PR #2816, opened 2025-06-27
Clusters Feature Integration

ayv8er:

This PR introduces Clusters Universal Name Service integration into the Blockscout explorer. Clusters is a cross-chain identity service that allows users to track multiple wallets across various networks under a single unified name (like `vitalik/` or `foobar/`).

This optional integration adds a new Clusters directory, Clusters leaderboard, individual cluster details page, and search capability. The feature follows established patterns for optional service and includes proper env handling.

### Proposed Changes

**Environment Variables:**
- Added two new environment variables:
    - `NEXT_PUBLIC_CLUSTERS_API_HOST` - for Clusters API endpoint
    - `NEXT_PUBLIC_CLUSTERS_CDN_URL` - for Clusters CDN assets
- Updated environment preset files in `configs/envs/.env.jest` and `configs/envs/.env.localhost`
- Added validation schema in `deploy/tools/envs-validator/schema.ts`
- Updated Helm deployment values in review YAML templates - `deploy/values/`

**Documentation and Configuration:**
- Added Clusters feature documentation to `docs/ENVS.md`
- Updated Jest configuration `jest.config.ts` and added test mocks `jest/mocks/` and `jest/setupAfterEnv.ts`

**API Configuration and Types:**
- Added `clustersApi` configuration in `configs/app/apis.ts` with optional Clusters API integration
- Created `lib/api/services/clusters.ts` for Clusters API service layer
- Added Clusters feature configuration in `configs/app/features/clusters.ts`
- Updated API resources and types in `lib/api/resources.ts` and `lib/api/types.ts`

**TypeScript Types and Stubs:**
- Created TypeScript type definitions in `types/api/clusters.ts`
- Added test stubs in `stubs/clusters.ts`
- Updated search types in `types/api/search.ts`

**Core Library and Utilities:**
- Added complete `lib/clusters/` directory with utilities for action bar, page utils, and input detection
- Created specialized hooks in `lib/hooks/`:
    - `useAddressClusters.ts` - for address specific cluster data
    - `useClusterPagination.ts` - for cluster pagination logic
    - `useClusterSearch.ts` - for cluster search functionality
    - `useClustersData.ts` - for main clusters data fetching
    - `useQueryParams.ts` - for URL query parameter handling
- Updated navigation in `lib/hooks/useNavItems.tsx`
- Updated metadata and analytics mappings for cluster pages in `lib/metadata/` and `lib/mixpanel/`

**Testing and QA:**
- Added comprehensive test coverage for all new utilities and hooks:
  - `lib/clusters/` utilities - action bar, page utils, input detection
  - All custom hooks - `useAddressClusters`, `useClusterPagination`, `useClusterSearch`, `useClustersData`
  - Search integration - `useSearchWithClusters`
  - UI components - `ClustersEntity`
- Updated Jest configuration and added testing infrastructure
- Added test mocks for Next.js routes, SVG imports, and React hooks

**Pages and Routing:**
- Added `pages/clusters/index.tsx` - main clusters directory page
- Added `pages/clusters/[name].tsx` - individual cluster details page
- Created corresponding page components:
    - `ui/pages/Clusters.tsx` - clusters directory page component
    - `ui/pages/Cluster.tsx` - individual cluster page component
- Updated Next.js routing types in `nextjs/nextjs-routes.d.ts`

**UI Components:**
- Clusters Directory/Leaderboard - `ui/clusters/`:
    - `ClustersActionBar.tsx` - search and filter controls
    - `ClustersDirectoryTable.tsx` and `ClustersDirectoryTableItem.tsx` - directory views
    - `ClustersDirectoryListItem.tsx` - directory list item
    - `ClustersLeaderboardTable.tsx` and `ClustersLeaderboardTableItem.tsx` - leaderboard views
    - `ClustersLeaderboardListItem.tsx` - leaderboard list items
- Individual Cluster Details - `ui/cluster/`:
    - `ClusterDetails.tsx` - main cluster detail component
- Address Integration - `ui/address/clusters/`:
    - `AddressClusters.tsx` - clusters tab for address pages
- Shared Components:
    - `ui/shared/ClusterIcon.tsx` - cluster icon component
    - `ui/shared/entities/clusters/ClustersEntity.tsx` - cluster entity display

**Search and Navigation Integration:**
- Added cluster search suggestions in `ui/snippets/searchBar/SearchBarSuggest/SearchBarSuggestCluster.tsx`
- Created `ui/snippets/searchBar/useSearchWithClusters.tsx`
- Updated search utilities in `ui/shared/search/utils.ts`
- Updated navigation components in `ui/snippets/navigation/NavLinkIcon.tsx`
- Updated search bar components: `SearchBar.tsx`, `SearchBarInput.tsx`, `SearchBarSuggest.tsx`, `SearchBarSuggestItem.tsx`

**Assets and Icons:**
- Added `icons/clusters.svg` for cluster-specific logo use
- Updated icon type definitions in `public/icons/name.d.ts`

None. This is an additive feature that introduces optional clusters functionality. Existing installations will continue to work unchanged, and the new feature can be optionally enabled by setting the NEXT_PUBLIC_CLUSTERS_API_HOST environment variable.

### Additional Information

5 minute Loom video displaying the Clusters feature - https://www.loom.com/share/6278c920204249b398a6f227b1cb701d?sid=5b7d6a88-b13e-4002-8fab-0c531ac92090

## Checklist for PR author
- [X] I have tested these changes locally.
- [X] I added tests to cover any new functionality, following this [guide](./CONTRIBUTING.md#writing--running-tests)
- [X] Whenever I fix a bug, I include a regression test to ensure that the bug does not reappear silently.


ayv8er:
**Requesting Review From**: @tom2drum  @isstuev  as specified in the contributing guidelines.

I could not add reviewers or the ENVs label to the PR.

configs/app/features/index.ts
```diff
@@ -45,3 +45,4 @@ export { default as validators } from './validators';
 export { default as verifiedTokens } from './verifiedTokens';
 export { default as web3Wallet } from './web3Wallet';
 export { default as xStarScore } from './xStarScore';
+export { default as clusters } from './clusters';
```
tom2drum: Please move this line after the `csvExport` to maintain the exports in alphabetical order.

docs/ENVS.md
```diff
@@ -661,6 +661,17 @@ This feature allows name tags and other public tags for addresses.
 
 &nbsp;
 
+### Clusters Universal Name Service
```
tom2drum, line 676: Please add this section to the Table of Contents above on the page.

jest/mocks/nextjs-routes.js
```diff
@@ -0,0 +1,11 @@
+module.exports = {
+  route: jest.fn((opts) => {
+    if (opts?.pathname?.includes('[hash]')) {
+      return `/address/${ opts.query?.hash || 'test-hash' }`;
+    }
+    if (opts?.pathname?.includes('[name]')) {
+      return `/clusters/${ opts.query?.name || 'test-cluster' }`;
+    }
```
tom2drum: Not only these routes can have path params like `hash` or `name`, but also, for example, `/tx/[hash]`. Should the conditions be stricter then?

ui/address/clusters/AddressClusters.tsx
```diff
@@ -0,0 +1,116 @@
...
+const ClustersGrid = ({ data }: ClustersGridProps) => {
+  const itemsToShow = getClustersToShow(data, 10);
+  const numberOfRows = getGridRows(itemsToShow.length, 5);
+
+  return (
+    <Grid templateRows={ `repeat(${ numberOfRows }, auto)` } autoFlow="column" gap={ 4 } mt={ 2 }>
+      { itemsToShow.map((cluster) => (
+        <Flex key={ cluster.name } alignItems="center">
+          <ClustersEntity clusterName={ cluster.name } fontWeight={ 600 } noCopy/>
+        </Flex>
```
tom2drum: Is the wrapper `<Flex/>` component necessary here?

ui/shared/entities/clusters/ClustersEntity.tsx
```diff
@@ -0,0 +1,189 @@
...
+
+const Icon = (props: IconProps) => {
+  if (props.noIcon) {
+    return null;
+  }
+
+  const styles = getIconProps(props.variant);
+
+  if (props.isLoading) {
+    return <Skeleton loading boxSize={ styles.boxSize } borderRadius="6px" mr={ 2 }/>;
```
tom2drum: Is it possible to use the standard border radius defined in `toolkit/theme/foundations/borders.ts`? (here and below)

ui/shared/entities/clusters/ClustersEntity.tsx
```diff
@@ -0,0 +1,189 @@
...
+      width={ styles.boxSize }
+      height={ styles.boxSize }
+      backgroundColor="#de6061"
+      borderRadius="6px"
+      mr={ 2 }
+      flexShrink={ 0 }
+    >
+      <IconSvg
+        name="clusters"
+        boxSize={ 6 }
```
tom2drum: I believe the image size should match that of its container.
```suggestion
        width="100%"
        height="100%"
```

ui/shared/entities/clusters/ClustersEntity.tsx
```diff
@@ -0,0 +1,189 @@
...
+  );
+
+  const profileImageElement = (
+    <Image
+      width={ styles.boxSize }
+      height={ styles.boxSize }
+      borderRadius="6px"
+      mr={ 2 }
+      flexShrink={ 0 }
+      src={ `${ (config.features.clusters as { cdnUrl?: string })?.cdnUrl || '' }/profile-image/${ props.clusterName }` }
```
tom2drum: Please use `getFeaturePayload` util instead of type coercion.

ui/shared/entities/clusters/ClustersEntity.tsx
```diff
@@ -0,0 +1,189 @@
...
+
+  const tooltipContent = (
+    <>
+      <Flex alignItems="center" textStyle="md">
+        <Box
+          display="inline-flex"
+          alignItems="center"
+          justifyContent="center"
+          boxSize={ 5 }
+          backgroundColor="#de6061"
```
tom2drum: It might be better to add this color to the theme - `toolkit/theme/foundations/colors.ts` - and use its name reference here and in `ClusterIcon` component.

ui/shared/entities/clusters/ClustersEntity.tsx
```diff
@@ -0,0 +1,189 @@
...
+
+  return (
+    <Tooltip
+      content={ tooltipContent }
+      variant="popover"
+      positioning={{
+        placement: 'bottom-start',
+      }}
+      contentProps={{
+        maxW: { base: '100vw', lg: '440px' },
```
tom2drum: All tooltips have overflow padding, so we need to reduce their `max-width` to prevent a shift in page width when the tooltip is open.

```suggestion
        maxW: { base: 'calc(100vw - 8px)', lg: '440px' },
```

ui/shared/entities/clusters/ClustersEntity.test.tsx
```diff
@@ -0,0 +1,43 @@
+import React from 'react';
+
+import { render, screen } from 'jest/lib';
+
+import ClustersEntity from './ClustersEntity';
+
+describe('ClustersEntity', () => {
```
tom2drum, line 7: We typically write visual tests for our components using the Playwright library. Please consider writing these tests for this component and the new pages for the clusters dashboard and cluster details. This will ensure that your feature remains intact if we decide to refactor or make any changes to our design guide.

ui/shared/ClusterIcon.tsx
```diff
@@ -0,0 +1,62 @@
+import { Box } from '@chakra-ui/react';
+import React from 'react';
+
+import config from 'configs/app';
+import { Image } from 'toolkit/chakra/image';
+import IconSvg from 'ui/shared/IconSvg';
+
+interface ClusterIconProps {
```
tom2drum: I believe it is better to extend the `ImageProps` interface and remove CSS-specific properties such as margins, flex, size, and so on. In the component itself, we can easily gather all these properties and spread them to the rendered component, overriding the default values when the user of this component needs to do so.

tom2drum: And instead of `size` it is easier to use the `boxSize` prop.

lib/clusters/detectInputType.ts
```diff
@@ -0,0 +1,22 @@
+export type InputType = 'address' | 'cluster_name';
+
+const EVM_ADDRESS_PATTERN = /^0x[a-fA-F0-9]{40}$/;
```
tom2drum: You can re-use `ADDRESS_REGEXP` here from `toolkit/components/forms/validators/address.ts`

lib/hooks/useClustersData.ts
```diff
@@ -0,0 +1,122 @@
...
+
+import type { ClustersByAddressObject } from 'types/api/clusters';
+import { ClustersOrderBy } from 'types/api/clusters';
+
+import useApiQuery from 'lib/api/useApiQuery';
+import { detectInputType } from 'lib/clusters/detectInputType';
+import { CLUSTER_ITEM } from 'stubs/clusters';
+
+export function useClustersData(debouncedSearchTerm: string, viewMode: string, orderBy: ClustersOrderBy, page: number) {
+  const itemsPerPage = 50;
```
tom2drum: It seems that the `orderBy` argument is unused in the function. Additionally, please use UPPER_SNAKE_CASE for variable names that hold constant values.

lib/hooks/useClustersData.ts
```diff
@@ -0,0 +1,122 @@
...
+        };
+      },
+    },
+  });
+
+  const clusterDetailsQuery = useApiQuery('clusters:get_cluster_by_id', {
+    queryParams: {
+      input: JSON.stringify({
+        id: (addressQuery.data?.result?.data?.[0] as ClustersByAddressObject & { clusterId?: string })?.clusterId || '',
+      }),
```
tom2drum: I believe here and below type coercions are not necessary.

lib/hooks/useClustersData.ts
```diff
@@ -0,0 +1,122 @@
...
+        Boolean((addressQuery.data?.result?.data?.[0] as ClustersByAddressObject & { clusterId?: string })?.clusterId)
+      ),
+    },
+  });
+
+  const currentQuery = React.useMemo(() => {
+    if (!showDirectoryView) return leaderboardQuery;
+    if (inputType === 'address') return addressQuery;
+    return directoryQuery;
+  }, [ showDirectoryView, inputType, leaderboardQuery, addressQuery, directoryQuery ]);
```
tom2drum: Minor comment: Since we are not passing this variable to another component or hook, memoization is not really necessary.

ui/pages/Clusters.tsx
```diff
@@ -0,0 +1,158 @@
...
+          ))
+        ) }
+      </Box>
+      <Box hideBelow="lg">
+        { showDirectoryView ? (
+          <ClustersDirectoryTable
+            data={ directoryData }
+            isLoading={ isLoading }
+            isClusterDetailsLoading={ isClusterDetailsLoading && inputType === 'address' }
+            top={ 80 }
```
tom2drum: I believe the height of the action bar should be 68px (no it is 72px). If the current height is not correct, it is better to use `ACTION_BAR_HEIGHT_DESKTOP` const instead here and below)

ui/clusters/ClustersDirectoryTable.tsx
```diff
@@ -0,0 +1,41 @@
...
+}
+
+const ClustersDirectoryTable = ({ data, isLoading, top, isClusterDetailsLoading }: Props) => {
+  return (
+    <TableRoot>
+      <TableHeaderSticky top={ top }>
+        <TableRow>
+          <TableColumnHeader width="20%">Cluster Name</TableColumnHeader>
+          <TableColumnHeader width="30%">Address</TableColumnHeader>
+          <TableColumnHeader width="10%">Joined</TableColumnHeader>
```
tom2drum: Please consider to add `TimeFormatToggle` for this column.

ui/clusters/ClustersDirectoryTableItem.tsx
```diff
@@ -0,0 +1,53 @@
...
+      </TableCell>
+      <TableCell verticalAlign="middle">
+        { item.owner && isEvmAddress(item.owner) && (
+          <AddressEntity address={{ hash: item.owner }} isLoading={ isLoading } fontWeight={ 500 }/>
+        ) }
+        { item.owner && !isEvmAddress(item.owner) && (
+          <Box display="inline-flex" alignItems="center" minWidth={ 0 }>
+            <AddressEntity address={{ hash: item.owner }} isLoading={ isLoading } fontWeight={ 500 } noLink={ true }/>
+          </Box>
+        ) }
```
tom2drum:
```suggestion
        { item.owner && (
          <AddressEntity address={{ hash: item.owner }} isLoading={ isLoading } fontWeight={ 500 } noLink={ !isEvmAddress(item.owner) }/>
        ) }
```

tom2drum: Same for mobile item.

ui/clusters/ClustersActionBar.tsx
```diff
@@ -0,0 +1,165 @@
...
+      </SegmentedButton>
+      <SegmentedButton
+        isSelected={ viewMode === 'directory' }
+        onClick={ handleDirectoryClick }
+        isDisabled={ viewToggleDisabled }
+      >
+        Directory
+      </SegmentedButton>
+    </HStack>
+  );
```
tom2drum: It might be better to use the `ButtonGroupRadio` component here. However, let me first check with our designer to determine which control would be appropriate.

ui/cluster/ClusterDetails.tsx
```diff
@@ -0,0 +1,99 @@
...
+interface Props {
+  clusterData?: ClusterByNameResponse['result']['data'];
+  clusterName: string;
+  isLoading: boolean;
+}
+
+const ClusterDetails = ({ clusterData, clusterName, isLoading }: Props) => {
+  if (!clusterData && !isLoading) {
+    return <div>Cluster not found</div>;
+  }
```
tom2drum: I believe it would be better to display our standard 404 error screen in this case.

ui/cluster/ClusterDetails.tsx
```diff
@@ -0,0 +1,99 @@
...
+        hint="The amount of ETH backing this cluster name"
+        isLoading={ isLoading }
+      >
+        Backing
+      </DetailedInfo.ItemLabel>
+      <DetailedInfo.ItemValue>
+        <Skeleton loading={ isLoading }>
+          { backingEth } ETH
+        </Skeleton>
+      </DetailedInfo.ItemValue>
```
tom2drum: I believe it is better to maintain consistent displays of native coin values across all views regarding precision and USD equivalent. Please look at how this is done for the transferred value in the transaction details view, for example.

ui/cluster/ClusterDetails.tsx
```diff
@@ -0,0 +1,99 @@
...
+
+      <DetailedInfo.ItemLabel
+        hint="When this cluster name was created"
+        isLoading={ isLoading }
+      >
+        Created
+      </DetailedInfo.ItemLabel>
+      <DetailedInfo.ItemValue>
+        <Skeleton loading={ isLoading }>
+          { clusterData?.createdAt ? dayjs(clusterData.createdAt).format('llll') : 'N/A' }
```
tom2drum: Consider using the same component for displaying timestamps as for other detailed views - `DetailedInfoTimestamp`.

lib/hooks/useQueryParams.ts
```diff
@@ -0,0 +1,22 @@
+import { useRouter } from 'next/router';
+import { useCallback } from 'react';
+
+export function useQueryParams() {
```
tom2drum: Please move it to the `lib/router` directory. Is the function of this hook similar to the `lib/router/updateQueryParam.ts` utility?

lib/hooks/useClustersData.ts
```diff
@@ -0,0 +1,122 @@
+import React from 'react';
+
+import type { ClustersByAddressObject } from 'types/api/clusters';
+import { ClustersOrderBy } from 'types/api/clusters';
+
+import useApiQuery from 'lib/api/useApiQuery';
+import { detectInputType } from 'lib/clusters/detectInputType';
+import { CLUSTER_ITEM } from 'stubs/clusters';
+
+export function useClustersData(debouncedSearchTerm: string, viewMode: string, orderBy: ClustersOrderBy, page: number) {
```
§
Look above for the line holding "- Added cluster search", then set down exactly that line and every line after it up to and including the line holding "- Updated search utilities", with nothing else.

- Added cluster search suggestions in `ui/snippets/searchBar/SearchBarSuggest/SearchBarSuggestCluster.tsx`
- Created `ui/snippets/searchBar/useSearchWithClusters.tsx`
- Updated search utilities in `ui/shared/search/utils.ts`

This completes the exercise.